カツリ、カツリと特徴的な靴の音が廊下の向こうから聞こえてくる。
「……シ……ホーエンツォレルン准将」
「――これは閣下、いかがなさいましたか?」
士官学校時代の後輩にして、今や同じ貴族連合軍の下で戦うエリザベート・フォン・ホーエンツォレルンを見かけたファーレンハイトは、すれ違わずに彼女を呼び止める。
「卿の遊撃隊は、メルカッツ提督の指揮直属になったのだとか」
「あれはメルカッツ提督が私の遊撃隊をブラウンシュバイク公が解体する前に守ってくださるためになさったこと……異存はありません」
なるほど、表向きはそうだよな……とファーレンハイトは納得する。
「では、シシィとしては?」
すると、一瞬彼女は目を見開いた。
しかしすぐ真顔に戻る。
「……そうですね……なかなかアードには追いつけないなぁ、でしょうか……では、これで」
エリザベートは、敬礼をしてからファーレンハイトの前を辞した。
ファーレンハイトは、上手いこと身長差を利用して表情を読み取らせなかった彼女の代わりに唇を噛む。

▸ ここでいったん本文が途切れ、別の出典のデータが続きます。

PR #1336, opened 2025-04-22
fix missing return

jeromedockes:
There is a check that sees if a function called in an expression returns None as this probably indicates it modifies its input in-place instead of returning a new value. When it was decided it should emit a warning rather than raise an exception I forgot to add the return statement after removing the raise statement


jeromedockes:
thanks @Vincent-Maladiere

PR #1337, opened 2025-04-23
Small refactoring in expressions evaluation

jeromedockes:
this allows ExprImpl subclasses to define `eval` to override how they are evaluated. it simplifies things a bit by not needing to special case expressions that may not need all their children to be evaluated (eg an applied estimator does not need y for predict, if_else needs only one of the branches to be evaluated, ...)


rcap107 (approved):

jeromedockes:

Issue #1329, opened 2025-04-16
Set max_columns = 0 by default in patch_display and the expressions repr


jeromedockes:
I think the default for those tablereports that get triggered automatically should be the lightweight version without plots or correlations. when we want the full report we can either set those parameters or use `TableReport` directly

If we want a full tablereport for an expression's result, we can do `skrub.TableReport(my_expr.skb.eval())`. or we could also add a `.skb.table_report()` so that we can pass tablereport parameters to it. also, the tablereport config used in the expression's repr could be taken from patch_display if that is active -- but I would hold off on doing that because it's probably not worth the effort if we don't know how many users actually use the patch display. so my suggestion would be: just set those parameters to 0 for now

jeromedockes:
One thing we probably want to do is disable the message that says plotting has been skipped in that case. that seems too low-level to expose to users so we could

- have a private attribute `_extra_template_variables` containing additional variables to pass to the html template. skrub code could set no_max_columns_message = True in there and the message would not be shown
- instead of the `_extra_template_variables` attribute we could have a private subclass of the TableReport like LightReport that always sets that variable in the data passed to the template

I think I slightly prefer the first option to avoid introducing a new class and inheritance level

GaelVaroquaux:
> I think I slightly prefer the first option to avoid introducing a new class and inheritance level

Works for me

PR #1338, opened 2025-04-23
Removing distributions and associations tabs from TableReport in some cases

rcap107:
Addressing #1329 

After discussing with @jeromedockes, the objective of this PR is removing the "Distributions" and "Associations" tabs, as well as the associated computations, from the TableReport.

We also need to find a different place for the message informing the user that no plots are being made, and suppress the message when the TableReport is generated for an expression.


rcap107:
closed by #1340

PR #1339, opened 2025-04-24
better handling of integer columns in parallel coord plots

jeromedockes:
when rounding and converting to int we could end up with duplicate ticks which plotly does not like

before

screenshot_2025-04-24T15:19:43+02:00

now

screenshot_2025-04-24T15:20:10+02:00

(note the choice of ticks still could be improved in the case where we are with integers, in log scale, but a very small range as seen here -- it would be more visually pleasing if we also had a tick at 10, but that's less of an issue)


Vincent-Maladiere (approved):
A nice improvement!

jeromedockes:
the example is like this now:

screenshot_2025-04-24T17:03:48+02:00

jeromedockes:
@Vincent-Maladiere thanks for the review; I added a couple more changes to ensure the jitter doesn't modify the data range and that int columns have integer ticks -- if you don't mind having another look that would be very helpful

skrub/_expressions/_parallel_coord.py
```diff
@@ -90,14 +100,21 @@ def _prepare_obj_column(col):
     }
 
 
-def _prepare_numeric_column(col, log_scale):
+def _prepare_numeric_column(col, log_scale, is_int):
     vals = col.to_numpy()
     if log_scale:
         vals = np.log(vals)
     min_val, max_val = np.nanmin(vals), np.nanmax(vals)
     tickvals = np.linspace(min_val, max_val, 10).tolist()
```
glemaitre, line 108: Maybe we could delay the conversion to list and instead keep it as a NumPy array and make the conversion after the if/else block below.

skrub/_expressions/_parallel_coord.py
```diff
@@ -90,14 +100,21 @@ def _prepare_obj_column(col):
...
-    if pd.api.types.is_integer_dtype(col):
-        ticktext = [str(int(np.round(np.exp(v)))) for v in tickvals]
+    if pd.api.types.is_integer_dtype(col) or is_int:
+        if log_scale:
+            tickvals = np.exp(tickvals)
+        tickvals = np.unique(np.round(tickvals).astype("int"))
```
glemaitre, line 112: Just to be sure that it is not OS dependent (hopefully NumPy 2 does not do that anymore)

```suggestion
        tickvals = np.unique(np.round(tickvals).astype(np.int64))
```

skrub/_expressions/_parallel_coord.py
```diff
@@ -90,14 +100,21 @@ def _prepare_obj_column(col):
...
+        tickvals_label_space = tickvals.tolist()
+        if log_scale:
+            tickvals = np.log(tickvals)
```
glemaitre, line 115:
```suggestion
            # cannot make inplace log since `tickval` is of integral type
            tickvals = np.log(tickvals)
```

skrub/_expressions/_parallel_coord.py
```diff
@@ -90,14 +100,21 @@ def _prepare_obj_column(col):
...
+        tickvals = tickvals.tolist()
+        ticktext = list(map(str, tickvals_label_space))
     else:
         ticktext = list(
             map("{:.2g}".format, np.exp(tickvals) if log_scale else tickvals)
```
glemaitre, line 120: Instead of the `map` and because we call list, I would just do a list comprehension:

```python
ticktext = [f"{np.exp(val) if log_scale else val:.2g}" for val in tickvals]
```

glemaitre (commented):
It looks good. Just a couple of quick changes but feel free to adapt.

skrub/_expressions/_parallel_coord.py
jeromedockes: Here tickvals is an array with only 10 elements, so I would prefer not adding the mental charge of having to think about the implications of in-place computation and the use of `out=input_buffer` because the optimization is not worth it for 10 elements. what do you think?

jeromedockes:
Thanks for the review @glemaitre ! I think I addressed most comments, except I would prefer not to have to think of the implications of using numpy's `out` parameter for an array of size 10

glemaitre (approved):

PR #1341, opened 2025-04-24
Make the selectors module public

### LINKED ISSUE #1146: Making selectors public
In https://github.com/skrub-data/skrub/pull/1116, we discussed allowing users to use skrub selectors for the `cols` parameter. Selecting columns is very frequent in skrub transformers, and they might be useful for users. They are currently private, if we want to render them public, we need to:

そう、彼女は「アード、助けて」と頼るような人ではない……遊撃隊の男たちを率いる軍人なのだ。
――彼女は、もっと評価されるべきなのに。
アード、と紡ぐ彼女が自分と同じ立場で指揮を取れたら………どんなに心強いか。
しかし今は、彼女が毎日使っている慎ましやかなバラのハンドオイルの香りだけが、その場に残っていた。